» Task description
Gather each line of the records where "approach" appears.
######
PR #275, opened 2016-05-19
Update controllers with new methods for handling relationships

### LINKED ISSUE #273: Rewrite relationships in controllers to make use of deserialization
You can see usage of this in `ProjectCategoriesController` in #272, or just after it's merged.

joshsmith:
First stab at #273. Closes #273 if merged.

### DIFF
--- a/app/controllers/application_controller.rb
+++ b/app/controllers/application_controller.rb
@@ -68,12 +68,8 @@ class ApplicationController < ActionController::API
     ActiveModelSerializers::Deserialization.jsonapi_parse(params, options)
   end
 
-  def deserialized_params
-    parse_params(params)
-  end
-
   def require_param(key)
-    deserialized_params[key].presence || raise(ActionController::ParameterMissing.new(key))
+    parse_params(params)[key].presence || raise(ActionController::ParameterMissing.new(key))
   end
 
   def params_for_user(params)
--- a/app/controllers/application_controller.rb
+++ b/app/controllers/application_controller.rb
@@ -80,10 +80,6 @@ class ApplicationController < ActionController::API
     params.merge(user_id: current_user.id)
   end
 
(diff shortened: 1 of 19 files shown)


joshsmith:
I am open to any and all feedback here. I'm trying to make use of `ActiveModelSerializers::Deserialization.jsonapi_parse` which seems to cut down on a lot of the custom boilerplate we were writing in our own controllers.

I'm open to any feedback on whether this is a necessary change (although it seemed hard to do #272 without it), or if we need to improve on the syntax here. It's a pretty rough first pass.

app/controllers/application_controller.rb
```diff
@@ -64,6 +64,22 @@ def render_error(error)
     render json: error_hash, status: error_hash[:errors][0][:status]
   end
 
+  def parse_params(params, options = {})
+    ActiveModelSerializers::Deserialization.jsonapi_parse(params, options)
+  end
+
+  def deserialized_params
+    parse_params(params)
```
beauby: Here you could return `ActionController::Parameters.new(parse_params(params))`.

app/controllers/application_controller.rb
```diff
@@ -64,6 +64,22 @@ def render_error(error)
...
+  end
+
+  def require_param(key)
+    deserialized_params[key].presence || raise(ActionController::ParameterMissing.new(key))
```
beauby: And this would become `deserialized_params.require(key)`.

JoshSmith:
Testing.

begedin:
Looks good. I would just look into what @beauby is saying. Seems like it could be a bit cleaner.

joshsmith:
Yeah, I don't like the `require_param` thing at all. Hopefully his Rails PR goes through.

PR #277, opened 2016-05-20
Add ProjectRole

### LINKED ISSUE #270: Add ProjectRole model
We need to add a `ProjectRole` model and associated behavior.

joshsmith:
Closes #270.
- [x] Add `ProjectRole` model and specs
- [x] Add `ProjectRolePolicy` and specs
- [x] Add to `Project` as `has_many`
- [x] Add to `ProjectSerializer` and specs
- [x] Add `ProjectRoleSerialize` and specs
- [x] Add project role API specs, controller, routes, etc.

### DIFF
--- a/app/controllers/project_roles_controller.rb
+++ b/app/controllers/project_roles_controller.rb
@@ -1,0 +1,44 @@
+class ProjectRolesController < ApplicationController
+  before_action :doorkeeper_authorize!
+  before_action :require_params, only: [:create]
+
+  def create
+    project_role = ProjectRole.new(create_params)
+
+    if project_role.project.blank?
+      project_role.valid?
+      render_validation_errors project_role.errors
+      return
+    end
+
+    authorize project_role
+
+    if project_role.valid?
+      project_role.save!
+      render json: project_role, include: [:role, :project]
+    else
+      render_validation_errors project_role.errors
+    end
+  end
+
+  def destroy
+    project_role = ProjectRole.find(params[:id])
+
+    authorize project_role
+
+    project_role.destroy!
+
+    render json: :nothing, status: :no_content
+  end
+
+  private
+
+    def require_params
+      require_param :role_id
+      require_param :project_id
+    end
+
+    def create_params
+      parse_params(params)
+    end
+end
--- a/app/controllers/project_roles_controller.rb
+++ b/app/controllers/project_roles_controller.rb
@@ -5,15 +5,8 @@ class ProjectRolesController < ApplicationController
   def create
     project_role = ProjectRole.new(create_params)
 
-    if project_role.project.blank?
-      project_role.valid?
-      render_validation_errors project_role.errors
-      return
-    end
-
-    authorize project_role
-
     if project_role.valid?
+      authorize project_role
       project_role.save!
       render json: project_role, include: [:role, :project]
     else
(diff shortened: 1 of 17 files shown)


app/controllers/project_roles_controller.rb
```diff
@@ -0,0 +1,44 @@
...
+  before_action :require_params, only: [:create]
+
+  def create
+    project_role = ProjectRole.new(create_params)
+
+    if project_role.project.blank?
+      project_role.valid?
+      render_validation_errors project_role.errors
+      return
+    end
```
begedin: Is this because `project_id` can be an id that doesn't exist in the database, even though we require it as a parameter?

joshsmith: That's exactly right. So in one of the tests you can see that we're taking in an ID, but it's possible for it to go the policy and 500 because there's no organization for that project.

begedin: Hm. What would the validation message be in that case?

My guess is, there will be no errors at all, since the only validation is

``` Ruby
validates :project_id, uniqueness: { scope: :role_id }
```

While the spec passes (because it's an error response with the `VALIDATION_ERROR` id), the validation messages in the response would be blank.

Maybe we should add a 

``` Ruby
validates :project, presence: true
validates :role, presence: true
```

instead?

spec/requests/api/project_roles_spec.rb
```diff
@@ -0,0 +1,188 @@
...
+      context "when there's no project with the specified id" do
+        it "fails with a validation error" do
+          authenticated_post "/project_roles", { data: { relationships: {
+            project: { data: { type: "projects", id: 55 } },
+            role: {
+              data: {
+                type: "roles", id: @role.id
+              }
+            }
+          } } }, token
```
joshsmith, line 101: @begedin this is where the error would happen in the policy. Nothing in those validations would help the policy determine this, because the validation hasn't been run before we hit the `authorize`.

app/models/project_role.rb
```diff
@@ -0,0 +1,6 @@
+class ProjectRole < ActiveRecord::Base
+  belongs_to :project, required: true
+  belongs_to :role, required: true
+
+  validates :project_id, uniqueness: { scope: :role_id }
```
begedin, line 5: Keep in mind that the error message generated here will be something along the lines of "Project_id must be unique, scoped to Role_id", which isn't exactly user friendly.

Maybe it should be

``` Ruby
validates :project, uniqueness: { scope: :role }
```

However, in that case, we may be doing db requests for records during validation. Also, the shoulda matchers have problems with that, I think. Maybe just providing a custom message using

``` Ruby
validates :project_id, uniqueness: { scope: :role_id , message: "Custom message" }
```

would do the trick?

joshsmith, line 5: I agree the error message is not the best, but this is really an edge case anyway. For the user who's adding a role to a project, it should probably just fail silently in the UI. I'm not sure we should spend a ton of time on it if it's not a really obvious problem. I'm guessing it's a 1/1000+ thing.

spec/requests/api/project_roles_spec.rb
begedin, line 101: I see your point. I still think we need the validation rule for presence, though, since otherwise, no validation message will be generated, just an empty validation error.

My vote is, we add the rules (role and project should both be present), then the controller flow is `validate > authorize > save`

joshsmith, line 101: @begedin the validations are present already. `belongs_to :project, required: true` does this.

begedin:
Looks good now 👍

PR #338, opened 2019-09-24
Implement fusible forward/reverse-modes AD for broadcasting

### LINKED ISSUE #336: Use forward-mode in broadcasting?
It seems that the overhead of the way broadcastings are handled currently is quite large:

* https://github.com/FluxML/Zygote.jl/issues/323#issuecomment-533032855
* https://discourse.julialang.org/t/zygote-performance/29028/16

Would it make sense to use the ForwardDiff-based solution (`broadcast_forward`) provided that it can be handled by ForwardDiff?  That is to say:

* The function (`.f`) wrapped in all `Broadcasted`s are singleton (`Base.issingletontype`) and
* All arguments (`.args`) wrapped in all `Broadcasted`s are `Real`, `AbstractArray{<:Real}`, or non-differentiable (e.g., `Type`, `Symbol` and `Val`).

Note that, with ForwardDiff-based approach, we can fuse all broadcastings and also call style-specific materialization method.

Is this a reasonable approach?  Or would the performance improvements be implemented soon?

tkf:
I implemented the forward-mode -based fused broadcasting AD as I outlined in #336. I also constructed the code in such a way that some of the facility can be used for reverse-mode AD of fused broadcasting.

At the moment this patch is for "early review" (although the test works locally).  The code became rather non-trivial so I think I need to add some comments before asking for a serious review.  But the main idea is similar to `Broadcast.flatten`.

Also, there seems to be no speed improvement (yet).  It's a bit puzzling because the basic strategy is similar to what I used in <https://github.com/tkf/ChainCutters.jl>.  I'll look into it after the direction of the implementation is "approved."

close https://github.com/FluxML/Zygote.jl/issues/336

### DIFF
--- a/test/gradcheck.jl
+++ b/test/gradcheck.jl
@@ -552,7 +552,7 @@ end
 
 @testset "broadcast" begin
   if !Zygote.usetyped
-    @test gradient(x -> sum(sin.(x)), Diagonal(randn(3)))[1][2] == 1
+    @test gradient(x -> sum(sin.(x)), Diagonal(randn(3)))[1][2] == 0
   end
 end
 
--- a/src/lib/broadcast.jl
+++ b/src/lib/broadcast.jl
@@ -34,6 +34,7 @@ using NNlib
 # =========
 
 accum_sum(xs; dims = :) = reduce(accum, xs, dims = dims)
+accum_sum(xs::Tuple; dims = :) = reduce(accum, xs)
 
 # Work around reducedim_init issue
 accum_sum(xs::Nothing; dims = :) = nothing
@@ -50,7 +51,9 @@ unbroadcast(x::AbstractArray, x̄) =
 
 unbroadcast(x::Union{Number,Ref}, x̄) = accum_sum(x̄)
 
-unbroadcast(x::AbstractArray, x̄::Nothing) = nothing
+unbroadcast(x::Union{AbstractArray, Tuple}, x̄::Nothing) = nothing
+
+unbroadcast(x::NTuple{N}, x̄::NTuple{N}) where N = x̄
 
 # Split Reverse Mode
 # ==================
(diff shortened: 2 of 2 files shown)


test/gradcheck.jl
```diff
@@ -552,7 +552,7 @@ end
 
 @testset "broadcast" begin
   if !Zygote.usetyped
-    @test gradient(x -> sum(sin.(x)), Diagonal(randn(3)))[1][2] == 1
+    @test gradient(x -> sum(sin.(x)), Diagonal(randn(3)))[1][2] == 0
```
tkf: Is it important? I should probably follow the discussion in https://github.com/FluxML/Zygote.jl/issues/163 but unlike sparse matrices, you can't change the off-diagonal elements in `Digonal`.  So it makes sense to me that off-diagonal gradients are zero.

MikeInnes: It needs to continue being 1, otherwise it's not consistent with the semantics of other broadcast implementations. See the discussion in #163 for more discussion.

MikeInnes:
This seems like a lot of additions considering we already have an implementation of forward-mode for broadcast. I was expecting that it'd more or less just involve a compatibility check (e.g. all inputs are real or real arrays) and then dispatch to that.

Fusion is a bit of an open question since it can be a net loss with a large number of inputs. I think we should start with something very simple to make the common cases faster, and then start adding more on top of that.

cossio:
Something holding this back? This would be very nice to have.

cossio:
Looking at this: https://github.com/FluxML/Zygote.jl/blob/a2f7c9731279b8ad80322c35b3a0325f03392c0e/src/lib/broadcast.jl#L159, it looks like there is already some code for forward-mode diff for broadcast in Zygote, but only for CuArrays. Can't this be used for normal arrays too and call it a day?

AzamatB:
Bump. Would be nice to have it

cossio:
Can this benefit from https://github.com/FluxML/Zygote.jl/pull/503? If so, any chance this PR can be updated? 
It would be very nice to have decent performance in broadcast.

cossio:
Bump?

DhairyaLGandhi:
Are there some benchmarks that we can come up with? There is a case of diminishing returns, but if we can annotate some functions to use forward mode, that would be more helpful

cossio:
@oschulz There was https://github.com/FluxML/Zygote.jl/pull/1001 which got merged recently. I'm not sure if that supersedes this.

DhairyaLGandhi:
No, not really. There are some caveats with the implementation we have currently. Maybe it would actually be better to dispatch to the forward mode version generically for maps.

cossio:
I don't understand what's the difference between #1001 and this.
One question: The forward mode used here is also based on ForwardDiff?

CarloLucibello:
closing as outdated

PR #339, opened 2019-09-25
Skip precompile() when Zygote is imported for compiling downstreams

tkf:
IIUC, this is not required when precompiling downstream packages?

Before (ea4d1e894af775a6783f683d851bcfb5c10e25b0):

```julia
julia> using Zygote  # make sure Zygote is precompiled

julia> @time using Example
[ Info: Precompiling Example [7876af07-990d-54b4-ab0e-23690620f79a]
 12.440068 seconds (1.05 M allocations: 50.296 MiB, 0.81% gc time)
```

After:

```julia
julia> @time using Example
[ Info: Precompiling Example [7876af07-990d-54b4-ab0e-23690620f79a]
  2.690000 seconds (487.92 k allocations: 22.979 MiB, 0.33% gc time)
```

where I edited Example.jl so that it imports `Zygote`.

### DIFF
--- a/src/Zygote.jl
+++ b/src/Zygote.jl
@@ -52,7 +52,7 @@ end
 precompile() = usetyped || include(joinpath(@__DIR__, "precompile.jl"))
 
 # precompile()
-@init precompile()
+@init Requires.isprecompiling() || precompile()
 
 # helps to work around 265-y issues
 function refresh()


MikeInnes:
How long does the first call to `gradient` take with and without this? When I was tweaking this, I found that avoiding the annoying precompile time only shifted that to first-use, which isn't better IMO.

tkf:
I don't think this patch changes the run-time behavior? (e.g., importing Zygote in REPL still runs `precompile`)

https://github.com/FluxML/Zygote.jl/blob/e7ea1f2a2feec6637b850aa6e515fdf3fbd722c6/src/Zygote.jl#L55

tkf:
Just as a sanity check, here is the timings.

After this PR (e7ea1f2a2feec6637b850aa6e515fdf3fbd722c6):

```julia
julia> using Zygote
[ Info: Precompiling Zygote [e88e6eb3-aa80-5325-afca-941959d7151f]

julia> @time Zygote.precompile()
  0.096316 seconds (96.64 k allocations: 4.567 MiB)
(Float32[1.0],)
```

Before this PR (ea4d1e894af775a6783f683d851bcfb5c10e25b0):

```julia
julia> using Zygote
[ Info: Precompiling Zygote [e88e6eb3-aa80-5325-afca-941959d7151f]

julia> @time Zygote.precompile()
  0.091458 seconds (96.65 k allocations: 4.567 MiB)
(Float32[1.0],)
```

There is no change as expected.

MikeInnes:
It's worth checking what happens when you load Zygote via another package (like Example), because the interactions in package loading can frequently violate your expectations. Anyway, I did this myself and it looks ok. Thanks for the patch.

tkf:
Thanks a lot for carefully checking the effect of this patch!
######
» Answer section
Note that, with ForwardDiff-based approach, we can fuse all broadcastings and also call style-specific materialization method.
Is this a reasonable approach?  Or would the performance improvements be implemented soon?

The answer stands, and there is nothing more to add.